§ **REQUIRED WORK**
Among the entries that follow, some lines contain the word "remaining". Show all of them.

§ **AVAILABLE DATA**
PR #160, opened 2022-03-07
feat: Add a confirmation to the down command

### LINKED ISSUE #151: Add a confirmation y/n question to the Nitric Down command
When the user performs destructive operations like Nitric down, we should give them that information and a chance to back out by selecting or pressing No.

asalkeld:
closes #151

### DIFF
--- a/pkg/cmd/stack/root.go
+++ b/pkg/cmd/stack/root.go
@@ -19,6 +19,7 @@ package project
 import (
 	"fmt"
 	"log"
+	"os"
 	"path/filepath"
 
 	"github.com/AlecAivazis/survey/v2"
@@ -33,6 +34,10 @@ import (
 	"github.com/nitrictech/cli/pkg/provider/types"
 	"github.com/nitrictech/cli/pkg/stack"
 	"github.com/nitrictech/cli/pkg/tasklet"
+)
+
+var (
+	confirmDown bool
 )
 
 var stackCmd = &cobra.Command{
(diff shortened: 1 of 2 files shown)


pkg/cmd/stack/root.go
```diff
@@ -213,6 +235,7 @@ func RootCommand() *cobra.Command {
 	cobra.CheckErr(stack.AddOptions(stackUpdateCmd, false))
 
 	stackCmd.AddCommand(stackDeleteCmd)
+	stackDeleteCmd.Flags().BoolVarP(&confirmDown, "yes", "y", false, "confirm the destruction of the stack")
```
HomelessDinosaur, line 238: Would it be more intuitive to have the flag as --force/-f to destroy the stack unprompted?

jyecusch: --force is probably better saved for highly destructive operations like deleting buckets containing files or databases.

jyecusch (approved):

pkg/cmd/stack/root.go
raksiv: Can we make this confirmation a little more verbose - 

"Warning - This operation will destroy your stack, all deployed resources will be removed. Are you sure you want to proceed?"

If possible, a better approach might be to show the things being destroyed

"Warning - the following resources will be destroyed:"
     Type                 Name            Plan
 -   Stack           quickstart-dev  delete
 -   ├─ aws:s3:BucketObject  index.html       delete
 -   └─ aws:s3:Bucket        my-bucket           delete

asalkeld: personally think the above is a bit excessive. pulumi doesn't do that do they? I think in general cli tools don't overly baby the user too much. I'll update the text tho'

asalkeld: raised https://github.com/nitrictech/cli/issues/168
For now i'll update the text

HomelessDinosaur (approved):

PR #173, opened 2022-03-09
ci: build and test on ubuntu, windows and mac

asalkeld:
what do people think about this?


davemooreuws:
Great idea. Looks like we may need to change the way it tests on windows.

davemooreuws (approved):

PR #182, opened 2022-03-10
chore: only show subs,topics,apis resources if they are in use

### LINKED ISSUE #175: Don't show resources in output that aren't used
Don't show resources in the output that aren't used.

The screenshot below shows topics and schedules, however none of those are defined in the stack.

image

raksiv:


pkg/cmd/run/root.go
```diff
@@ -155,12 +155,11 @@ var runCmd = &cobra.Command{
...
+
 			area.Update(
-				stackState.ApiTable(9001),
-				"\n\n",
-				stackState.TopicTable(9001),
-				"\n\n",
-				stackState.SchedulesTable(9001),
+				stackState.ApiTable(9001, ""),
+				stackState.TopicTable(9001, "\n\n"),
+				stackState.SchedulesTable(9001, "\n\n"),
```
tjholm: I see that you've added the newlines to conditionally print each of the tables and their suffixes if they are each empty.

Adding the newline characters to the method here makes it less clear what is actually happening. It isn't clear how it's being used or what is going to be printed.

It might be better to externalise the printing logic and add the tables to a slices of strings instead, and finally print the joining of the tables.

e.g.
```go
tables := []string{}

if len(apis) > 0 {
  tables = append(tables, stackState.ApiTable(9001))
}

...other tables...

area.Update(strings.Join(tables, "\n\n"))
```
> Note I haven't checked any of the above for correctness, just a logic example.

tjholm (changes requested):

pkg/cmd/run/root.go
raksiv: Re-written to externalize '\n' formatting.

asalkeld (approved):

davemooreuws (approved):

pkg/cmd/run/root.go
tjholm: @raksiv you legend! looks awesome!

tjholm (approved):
==
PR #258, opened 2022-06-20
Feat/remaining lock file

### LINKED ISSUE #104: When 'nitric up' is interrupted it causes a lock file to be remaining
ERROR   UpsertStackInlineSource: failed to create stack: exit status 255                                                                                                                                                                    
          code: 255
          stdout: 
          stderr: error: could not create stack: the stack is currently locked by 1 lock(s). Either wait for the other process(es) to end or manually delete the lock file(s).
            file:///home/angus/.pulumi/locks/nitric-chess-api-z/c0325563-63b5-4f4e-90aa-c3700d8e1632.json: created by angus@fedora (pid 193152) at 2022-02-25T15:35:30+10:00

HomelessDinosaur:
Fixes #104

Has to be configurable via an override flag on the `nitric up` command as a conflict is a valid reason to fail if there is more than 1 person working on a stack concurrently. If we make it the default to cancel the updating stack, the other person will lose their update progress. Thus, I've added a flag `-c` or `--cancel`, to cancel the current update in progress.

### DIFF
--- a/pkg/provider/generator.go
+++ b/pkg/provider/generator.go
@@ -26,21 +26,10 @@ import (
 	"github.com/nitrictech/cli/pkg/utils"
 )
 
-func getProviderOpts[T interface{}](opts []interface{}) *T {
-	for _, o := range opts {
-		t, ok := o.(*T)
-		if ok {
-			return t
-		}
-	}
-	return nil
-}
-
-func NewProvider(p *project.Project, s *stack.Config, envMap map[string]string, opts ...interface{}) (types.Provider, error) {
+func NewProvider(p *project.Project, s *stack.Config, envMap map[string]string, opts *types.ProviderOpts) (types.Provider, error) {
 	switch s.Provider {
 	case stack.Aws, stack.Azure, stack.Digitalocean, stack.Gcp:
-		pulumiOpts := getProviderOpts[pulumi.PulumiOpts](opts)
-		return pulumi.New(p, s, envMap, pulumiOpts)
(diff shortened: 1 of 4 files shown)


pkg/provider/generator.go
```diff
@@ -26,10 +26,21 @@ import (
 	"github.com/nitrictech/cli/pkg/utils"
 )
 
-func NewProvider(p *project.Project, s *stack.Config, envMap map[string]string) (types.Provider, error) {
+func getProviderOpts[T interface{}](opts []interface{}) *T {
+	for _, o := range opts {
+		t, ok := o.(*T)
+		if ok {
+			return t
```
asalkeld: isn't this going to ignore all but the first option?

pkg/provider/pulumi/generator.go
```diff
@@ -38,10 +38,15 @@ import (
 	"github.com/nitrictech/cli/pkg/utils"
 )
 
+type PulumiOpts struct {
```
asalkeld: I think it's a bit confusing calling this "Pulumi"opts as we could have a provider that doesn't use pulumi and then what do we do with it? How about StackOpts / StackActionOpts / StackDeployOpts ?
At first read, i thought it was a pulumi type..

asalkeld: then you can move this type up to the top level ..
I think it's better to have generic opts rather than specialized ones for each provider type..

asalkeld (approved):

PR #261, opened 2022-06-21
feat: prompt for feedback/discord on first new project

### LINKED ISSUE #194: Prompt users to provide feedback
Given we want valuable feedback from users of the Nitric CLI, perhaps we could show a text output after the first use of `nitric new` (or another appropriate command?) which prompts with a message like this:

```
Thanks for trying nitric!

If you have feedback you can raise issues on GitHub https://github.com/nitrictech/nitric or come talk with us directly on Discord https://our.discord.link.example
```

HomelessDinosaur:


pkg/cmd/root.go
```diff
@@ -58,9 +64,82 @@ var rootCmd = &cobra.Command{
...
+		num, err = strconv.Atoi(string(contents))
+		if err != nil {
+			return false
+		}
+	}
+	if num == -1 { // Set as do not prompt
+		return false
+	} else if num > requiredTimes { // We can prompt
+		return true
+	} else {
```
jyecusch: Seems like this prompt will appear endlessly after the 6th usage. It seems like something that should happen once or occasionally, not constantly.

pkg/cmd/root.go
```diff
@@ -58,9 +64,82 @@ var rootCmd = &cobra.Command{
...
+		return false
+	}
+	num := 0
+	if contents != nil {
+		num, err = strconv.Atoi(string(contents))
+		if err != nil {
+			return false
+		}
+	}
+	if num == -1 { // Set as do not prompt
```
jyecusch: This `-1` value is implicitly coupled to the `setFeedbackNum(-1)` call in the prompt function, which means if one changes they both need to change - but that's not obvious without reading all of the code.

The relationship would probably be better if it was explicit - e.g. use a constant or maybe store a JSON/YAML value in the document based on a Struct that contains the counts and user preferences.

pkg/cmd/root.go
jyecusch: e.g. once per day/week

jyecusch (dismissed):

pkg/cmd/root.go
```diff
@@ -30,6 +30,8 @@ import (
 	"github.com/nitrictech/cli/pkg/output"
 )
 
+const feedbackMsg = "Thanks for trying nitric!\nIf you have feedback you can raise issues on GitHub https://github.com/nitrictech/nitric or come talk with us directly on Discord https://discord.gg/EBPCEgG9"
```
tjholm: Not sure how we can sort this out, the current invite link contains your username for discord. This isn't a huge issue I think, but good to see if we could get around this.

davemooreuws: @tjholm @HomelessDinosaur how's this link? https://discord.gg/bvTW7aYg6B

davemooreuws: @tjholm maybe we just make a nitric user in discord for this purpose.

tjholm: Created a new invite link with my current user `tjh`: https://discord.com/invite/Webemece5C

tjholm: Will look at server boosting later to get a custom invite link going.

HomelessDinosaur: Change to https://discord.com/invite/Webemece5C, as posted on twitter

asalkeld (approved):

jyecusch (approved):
--
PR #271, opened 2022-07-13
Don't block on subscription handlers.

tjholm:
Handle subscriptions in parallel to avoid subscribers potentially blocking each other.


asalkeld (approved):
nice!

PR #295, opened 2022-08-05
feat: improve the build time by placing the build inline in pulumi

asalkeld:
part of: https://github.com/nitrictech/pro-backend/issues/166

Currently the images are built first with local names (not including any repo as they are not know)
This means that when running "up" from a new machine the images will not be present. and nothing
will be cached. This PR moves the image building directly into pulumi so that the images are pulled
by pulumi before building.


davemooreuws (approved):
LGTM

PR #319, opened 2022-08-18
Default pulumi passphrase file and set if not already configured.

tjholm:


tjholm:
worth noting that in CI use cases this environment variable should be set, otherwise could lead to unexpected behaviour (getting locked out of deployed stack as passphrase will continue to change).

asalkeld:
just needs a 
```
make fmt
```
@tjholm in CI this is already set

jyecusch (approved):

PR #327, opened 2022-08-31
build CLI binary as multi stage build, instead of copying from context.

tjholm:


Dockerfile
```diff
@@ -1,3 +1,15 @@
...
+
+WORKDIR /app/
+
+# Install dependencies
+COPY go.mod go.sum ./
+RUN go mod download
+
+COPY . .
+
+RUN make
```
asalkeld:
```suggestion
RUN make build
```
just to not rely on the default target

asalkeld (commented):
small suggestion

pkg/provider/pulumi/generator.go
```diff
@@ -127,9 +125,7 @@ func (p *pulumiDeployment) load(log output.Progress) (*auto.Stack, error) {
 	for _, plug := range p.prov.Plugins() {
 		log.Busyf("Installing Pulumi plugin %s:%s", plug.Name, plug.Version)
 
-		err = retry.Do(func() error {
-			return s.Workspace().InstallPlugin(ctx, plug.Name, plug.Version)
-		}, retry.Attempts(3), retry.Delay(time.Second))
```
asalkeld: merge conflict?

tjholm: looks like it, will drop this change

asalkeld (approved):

§ **RESPONSE**
Feat/remaining lock file
### LINKED ISSUE #104: When 'nitric up' is interrupted it causes a lock file to be remaining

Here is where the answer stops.